Adams, loc. cit. (the employment of a potential juror as a court reporter is a valid reason for a forced strike);  State vs. Green, supra (unemployment is a racially neutral reason).   In addition, it is legitimate to beat potential jurors for their profession.  State v. Adams, loc. cit.;  Staat v. Grün, loc. cit.   It is also legitimate to beat a potential juror because they have a relationship with a law enforcement officer or because they are in favor of law enforcement. Compare with State v.

Richburg, 304 S.C. 162, 403 S.E.2d 315 (1991) (The state`s statement that the jury was against prosecution was racially neutral). During the selection of the jury, the complainant formulated thirteen compelling challenges in the selection of the jury and the two assistants.   Twelve of the thirteen jurors who were beaten were white.1 At the request of the state, the trial court held a Batson hearing.2 Moreover, these explanations are not so fundamentally implausible that they are merely a pretext without showing different treatment.   The State did not provide any evidence of a pretext, as requested in the third stage of the Adams/Purquette analysis.   Although the complainant dealt most of his blows against white jurors, he did not beat all white jurors.   Instead, some white jurors were accepted by the plaintiff and accepted into the first jury.   Moreover, the fact that the complainant used most of his challenges to defeat white jurors is not in itself sufficient to establish targeted discrimination.   See State v. Tucker, 334 P.C. 1, 512 P.E.2d 99 (1998) (not a Batson violation in which the state conducted its six coercive strikes against blacks because the statements were racially neutral);  State v Casey, 325 S.C.

447, 481 S.E.2d 169 (Ct.App.1997) (no Batson violation in which the lawyer had neutral reasons for the five beatings against men).   Therefore, this record does not support the trial judge`s finding of a violation by Batson. As a result, the trial judge wrongly ruled that these strikes violated Batson and the complainant was denied the right to exercise his compelling challenges. Lieutenant-Colonel Ford`s awards and honours include the Bronze Star Medal, meritorious Service Medal, Joint Service Commendation Medal, Army Commendation Medal, Army Achievement Medal, Iraq Campaign Medal, Volunteer Medal, U.S. Army Aerial Assault Badge, the U.S. Army Parachute Badge, the Royal Canadian Army Parachute Badge and the Australian Army Parachute Badge. The complainant then explained why he had beaten these jurors.   The complainant beat Jury #7 because her husband`s family was active in the rescue team, which is a “quasi-police” activity, according to the complainant.   The complainant beat Juror #2 and Juror #99 because they work in the banking industry.

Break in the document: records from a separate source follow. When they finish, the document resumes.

PR #667, opened 2020-07-24
Small spanifications

Wraith2:
Two pretty small changes.

The use of a shared temp array in some places was bothering me so I've replaced it with a const sized stack allocated span that the jit will simply allocate as part of the stack frame and then work entirely on locals. This should allow better codegen and referential locality.

The presence of multiple ways of writing an int to an array was wasteful. The most efficient way to do this is to use the netcore BitConverter.TryWriteByte method which uses MemoryMarshal to do safe il level tricks to write all 4 bytes in one. If that isn't present (netstandard, netfx) then do it using const offsets so the codegen can reorder or pipeline them efficiently.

  Juror No. 96 was beaten because her husband is a “lieutenant in the Dillon County Police.”   Judge No. 89 was struck because, as an employee of McLeod Hospital, she “tended to believe all the evidence presented by a physician.”   Judge No. 124 was met because he works for a school district.   Judge No. 105 was struck because he lived in the same trailer park as the victim`s mother.   The complainant beat Juror No. 48 because he is a paramedic and “worked closely with law enforcement and also worked closely with medical staff.” Juror #112 was met because she works for a church.   The defense attorney had a bad experience when a minister has already served on a jury, so he avoids putting church employees on a jury.   Juror #113 was met because he is an educator and because his wife works for Rural Sanitation.

  According to defense lawyers, his law firm has recently had problems with this company.   The complainant beat Juror No. 95 because she works at a local hardware store owned by a former long-time Dillon County judge, and her staff are exposed to law enforcement ideas because many law enforcement officers regularly visit the store.